§ **Task statement**: Using the records below, count the lines with "opened" in them. Give the number only.

Stored items
::::::::::

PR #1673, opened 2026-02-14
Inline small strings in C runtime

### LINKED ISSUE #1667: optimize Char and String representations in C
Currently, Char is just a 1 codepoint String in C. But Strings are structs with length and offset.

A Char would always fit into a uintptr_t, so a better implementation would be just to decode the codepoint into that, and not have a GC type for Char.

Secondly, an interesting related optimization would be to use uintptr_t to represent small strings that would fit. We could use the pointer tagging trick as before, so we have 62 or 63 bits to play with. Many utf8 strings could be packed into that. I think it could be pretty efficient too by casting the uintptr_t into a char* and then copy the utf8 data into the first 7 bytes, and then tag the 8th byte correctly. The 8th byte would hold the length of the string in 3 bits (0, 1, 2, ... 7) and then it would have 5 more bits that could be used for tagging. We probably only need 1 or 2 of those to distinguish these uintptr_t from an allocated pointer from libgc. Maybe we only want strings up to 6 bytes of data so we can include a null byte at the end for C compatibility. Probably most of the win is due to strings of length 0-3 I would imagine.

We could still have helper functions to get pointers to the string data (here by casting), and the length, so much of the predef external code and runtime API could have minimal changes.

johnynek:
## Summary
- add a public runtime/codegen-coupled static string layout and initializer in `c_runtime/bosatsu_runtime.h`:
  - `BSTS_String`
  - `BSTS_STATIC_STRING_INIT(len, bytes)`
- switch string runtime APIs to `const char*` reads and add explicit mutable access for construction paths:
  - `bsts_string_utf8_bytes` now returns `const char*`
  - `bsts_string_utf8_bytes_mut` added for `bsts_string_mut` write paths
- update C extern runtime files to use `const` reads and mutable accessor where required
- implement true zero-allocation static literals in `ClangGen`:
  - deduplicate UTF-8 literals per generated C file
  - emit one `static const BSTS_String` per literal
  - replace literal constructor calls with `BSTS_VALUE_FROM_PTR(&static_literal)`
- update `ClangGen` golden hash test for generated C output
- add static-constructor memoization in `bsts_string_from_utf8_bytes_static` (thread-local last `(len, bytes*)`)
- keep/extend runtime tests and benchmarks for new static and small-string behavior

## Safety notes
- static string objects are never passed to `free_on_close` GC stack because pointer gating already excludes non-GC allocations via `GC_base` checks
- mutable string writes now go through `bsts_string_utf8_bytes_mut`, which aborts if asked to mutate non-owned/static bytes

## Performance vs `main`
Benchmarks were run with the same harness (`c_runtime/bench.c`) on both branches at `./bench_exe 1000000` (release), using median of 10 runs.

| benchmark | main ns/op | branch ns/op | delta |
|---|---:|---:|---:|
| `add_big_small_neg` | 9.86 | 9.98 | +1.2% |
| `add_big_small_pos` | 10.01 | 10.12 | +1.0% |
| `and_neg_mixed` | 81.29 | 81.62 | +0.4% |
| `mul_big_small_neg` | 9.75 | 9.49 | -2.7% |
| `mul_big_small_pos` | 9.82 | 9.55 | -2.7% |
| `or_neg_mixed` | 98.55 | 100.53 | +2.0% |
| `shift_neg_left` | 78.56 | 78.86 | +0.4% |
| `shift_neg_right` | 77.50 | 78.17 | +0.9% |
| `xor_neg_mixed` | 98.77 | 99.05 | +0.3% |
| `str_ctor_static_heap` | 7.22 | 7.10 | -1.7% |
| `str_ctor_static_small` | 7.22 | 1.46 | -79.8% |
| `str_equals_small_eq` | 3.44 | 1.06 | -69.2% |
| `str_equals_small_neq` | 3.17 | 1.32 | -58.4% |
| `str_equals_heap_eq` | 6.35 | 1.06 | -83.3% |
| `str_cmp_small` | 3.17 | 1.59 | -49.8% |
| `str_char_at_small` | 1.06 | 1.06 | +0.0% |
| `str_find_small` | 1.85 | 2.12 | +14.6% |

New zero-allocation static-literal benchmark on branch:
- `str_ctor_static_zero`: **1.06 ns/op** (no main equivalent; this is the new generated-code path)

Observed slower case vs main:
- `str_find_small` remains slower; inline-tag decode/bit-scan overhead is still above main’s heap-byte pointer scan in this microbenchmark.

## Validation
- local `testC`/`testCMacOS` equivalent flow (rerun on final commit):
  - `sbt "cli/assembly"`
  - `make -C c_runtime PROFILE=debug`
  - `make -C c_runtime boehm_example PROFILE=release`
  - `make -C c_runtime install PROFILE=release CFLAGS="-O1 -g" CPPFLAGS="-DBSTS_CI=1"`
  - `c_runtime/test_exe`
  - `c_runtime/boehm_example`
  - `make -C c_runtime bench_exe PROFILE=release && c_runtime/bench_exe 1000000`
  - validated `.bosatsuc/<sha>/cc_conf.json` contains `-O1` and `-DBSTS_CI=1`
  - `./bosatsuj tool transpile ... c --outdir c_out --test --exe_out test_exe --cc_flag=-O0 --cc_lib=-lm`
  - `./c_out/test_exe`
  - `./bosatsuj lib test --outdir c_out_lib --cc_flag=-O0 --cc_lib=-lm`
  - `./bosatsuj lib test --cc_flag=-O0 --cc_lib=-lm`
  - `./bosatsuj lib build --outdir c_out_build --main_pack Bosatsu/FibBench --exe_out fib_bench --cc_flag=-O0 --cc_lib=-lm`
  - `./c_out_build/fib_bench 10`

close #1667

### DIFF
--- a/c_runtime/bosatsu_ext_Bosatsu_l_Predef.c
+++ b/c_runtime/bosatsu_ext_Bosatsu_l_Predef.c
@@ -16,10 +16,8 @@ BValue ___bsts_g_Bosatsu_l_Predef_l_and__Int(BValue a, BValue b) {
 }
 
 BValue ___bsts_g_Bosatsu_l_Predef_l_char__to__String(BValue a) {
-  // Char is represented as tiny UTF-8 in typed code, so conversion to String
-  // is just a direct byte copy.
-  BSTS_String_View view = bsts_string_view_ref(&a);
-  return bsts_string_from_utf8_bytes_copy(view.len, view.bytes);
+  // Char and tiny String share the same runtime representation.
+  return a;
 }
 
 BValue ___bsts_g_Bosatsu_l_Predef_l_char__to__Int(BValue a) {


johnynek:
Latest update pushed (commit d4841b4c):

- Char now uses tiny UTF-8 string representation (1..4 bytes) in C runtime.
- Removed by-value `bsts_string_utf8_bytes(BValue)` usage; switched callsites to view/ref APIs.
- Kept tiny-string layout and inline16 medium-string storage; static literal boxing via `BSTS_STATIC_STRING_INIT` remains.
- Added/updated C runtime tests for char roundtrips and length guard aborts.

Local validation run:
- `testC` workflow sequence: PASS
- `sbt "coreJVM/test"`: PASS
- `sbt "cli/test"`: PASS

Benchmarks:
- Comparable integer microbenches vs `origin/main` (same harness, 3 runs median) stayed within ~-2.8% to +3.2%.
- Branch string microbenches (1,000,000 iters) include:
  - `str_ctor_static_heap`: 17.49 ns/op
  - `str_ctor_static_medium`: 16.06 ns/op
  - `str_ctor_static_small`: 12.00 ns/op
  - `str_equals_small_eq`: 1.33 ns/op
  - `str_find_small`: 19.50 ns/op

::::::::::

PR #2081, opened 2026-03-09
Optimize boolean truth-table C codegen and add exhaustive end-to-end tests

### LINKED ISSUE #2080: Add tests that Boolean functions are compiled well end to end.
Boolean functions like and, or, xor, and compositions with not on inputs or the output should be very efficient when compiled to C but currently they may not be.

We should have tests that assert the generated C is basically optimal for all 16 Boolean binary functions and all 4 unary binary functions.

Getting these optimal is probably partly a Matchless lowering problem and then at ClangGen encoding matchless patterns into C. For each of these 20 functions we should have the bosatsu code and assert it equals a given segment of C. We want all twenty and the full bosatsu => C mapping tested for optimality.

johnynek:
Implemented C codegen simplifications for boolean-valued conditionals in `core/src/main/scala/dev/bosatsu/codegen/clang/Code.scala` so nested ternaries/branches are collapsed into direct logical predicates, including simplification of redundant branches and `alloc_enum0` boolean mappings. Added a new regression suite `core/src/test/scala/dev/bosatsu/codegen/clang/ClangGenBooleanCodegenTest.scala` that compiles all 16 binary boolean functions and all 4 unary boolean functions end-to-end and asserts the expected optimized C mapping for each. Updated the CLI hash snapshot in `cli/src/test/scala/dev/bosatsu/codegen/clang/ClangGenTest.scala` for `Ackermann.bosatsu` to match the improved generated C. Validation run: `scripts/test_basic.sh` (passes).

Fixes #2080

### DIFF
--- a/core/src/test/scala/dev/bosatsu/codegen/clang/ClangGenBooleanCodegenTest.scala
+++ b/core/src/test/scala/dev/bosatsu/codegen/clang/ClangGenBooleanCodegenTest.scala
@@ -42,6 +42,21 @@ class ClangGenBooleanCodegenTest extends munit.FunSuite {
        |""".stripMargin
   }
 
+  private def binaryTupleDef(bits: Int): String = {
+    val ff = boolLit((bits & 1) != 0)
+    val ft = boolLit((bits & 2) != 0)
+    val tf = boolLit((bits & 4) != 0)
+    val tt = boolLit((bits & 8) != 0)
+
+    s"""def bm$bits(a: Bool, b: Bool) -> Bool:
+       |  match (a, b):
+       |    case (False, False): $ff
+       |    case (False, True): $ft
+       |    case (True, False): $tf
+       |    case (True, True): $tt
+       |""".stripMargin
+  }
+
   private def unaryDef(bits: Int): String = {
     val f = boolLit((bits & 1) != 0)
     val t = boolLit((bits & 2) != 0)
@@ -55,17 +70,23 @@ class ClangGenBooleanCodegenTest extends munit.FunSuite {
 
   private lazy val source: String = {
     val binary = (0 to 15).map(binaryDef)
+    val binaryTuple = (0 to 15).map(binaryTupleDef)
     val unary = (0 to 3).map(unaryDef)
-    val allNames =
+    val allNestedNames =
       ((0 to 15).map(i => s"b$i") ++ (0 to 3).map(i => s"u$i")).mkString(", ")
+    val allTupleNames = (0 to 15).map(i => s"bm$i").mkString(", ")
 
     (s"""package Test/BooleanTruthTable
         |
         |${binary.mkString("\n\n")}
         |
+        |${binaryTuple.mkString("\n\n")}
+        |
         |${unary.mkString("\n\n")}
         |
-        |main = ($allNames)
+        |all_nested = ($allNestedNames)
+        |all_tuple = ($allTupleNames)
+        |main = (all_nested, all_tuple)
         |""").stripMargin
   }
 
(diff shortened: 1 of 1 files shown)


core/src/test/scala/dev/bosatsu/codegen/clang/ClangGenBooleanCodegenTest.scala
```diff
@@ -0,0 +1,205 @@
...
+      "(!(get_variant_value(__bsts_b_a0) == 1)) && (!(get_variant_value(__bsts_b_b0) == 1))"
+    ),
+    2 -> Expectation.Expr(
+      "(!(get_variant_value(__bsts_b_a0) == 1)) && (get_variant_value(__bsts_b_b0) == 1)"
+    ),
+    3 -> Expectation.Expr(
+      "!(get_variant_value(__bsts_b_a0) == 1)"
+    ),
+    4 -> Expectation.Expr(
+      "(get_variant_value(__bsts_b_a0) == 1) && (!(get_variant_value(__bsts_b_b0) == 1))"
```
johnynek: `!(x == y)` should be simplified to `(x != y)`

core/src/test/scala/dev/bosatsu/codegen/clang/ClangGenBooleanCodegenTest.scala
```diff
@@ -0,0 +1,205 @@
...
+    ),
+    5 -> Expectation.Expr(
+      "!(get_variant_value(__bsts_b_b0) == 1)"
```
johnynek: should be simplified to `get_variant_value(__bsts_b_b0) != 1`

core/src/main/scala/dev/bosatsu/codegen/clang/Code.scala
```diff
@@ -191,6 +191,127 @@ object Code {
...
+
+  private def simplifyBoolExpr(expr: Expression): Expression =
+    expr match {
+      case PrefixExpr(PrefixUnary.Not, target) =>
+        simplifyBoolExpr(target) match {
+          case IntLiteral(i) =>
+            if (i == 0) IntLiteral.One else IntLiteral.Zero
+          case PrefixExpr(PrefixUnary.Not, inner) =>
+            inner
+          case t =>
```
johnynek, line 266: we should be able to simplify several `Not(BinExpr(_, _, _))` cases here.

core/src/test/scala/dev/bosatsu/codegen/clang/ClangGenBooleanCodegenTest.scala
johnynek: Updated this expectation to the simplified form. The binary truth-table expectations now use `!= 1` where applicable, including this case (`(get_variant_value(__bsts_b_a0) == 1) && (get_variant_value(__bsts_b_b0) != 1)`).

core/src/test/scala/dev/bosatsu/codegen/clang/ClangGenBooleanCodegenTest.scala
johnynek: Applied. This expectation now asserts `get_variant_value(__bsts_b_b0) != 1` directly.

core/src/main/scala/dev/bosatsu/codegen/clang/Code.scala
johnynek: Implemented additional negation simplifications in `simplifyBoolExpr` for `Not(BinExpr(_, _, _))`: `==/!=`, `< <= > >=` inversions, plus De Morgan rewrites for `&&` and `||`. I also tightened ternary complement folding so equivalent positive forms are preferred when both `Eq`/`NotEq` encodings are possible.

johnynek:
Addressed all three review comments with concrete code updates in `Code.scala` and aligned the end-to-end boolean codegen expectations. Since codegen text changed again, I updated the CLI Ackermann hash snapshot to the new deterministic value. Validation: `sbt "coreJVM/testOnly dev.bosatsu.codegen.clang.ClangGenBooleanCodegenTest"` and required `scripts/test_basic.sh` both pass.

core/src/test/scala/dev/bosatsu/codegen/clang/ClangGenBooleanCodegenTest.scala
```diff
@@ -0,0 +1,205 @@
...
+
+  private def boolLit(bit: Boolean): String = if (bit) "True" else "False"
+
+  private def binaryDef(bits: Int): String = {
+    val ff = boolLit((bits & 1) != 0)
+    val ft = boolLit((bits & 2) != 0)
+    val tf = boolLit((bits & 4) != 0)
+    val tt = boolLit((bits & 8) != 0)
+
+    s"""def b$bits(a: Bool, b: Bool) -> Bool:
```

::::::::::

§ **Your response**: 2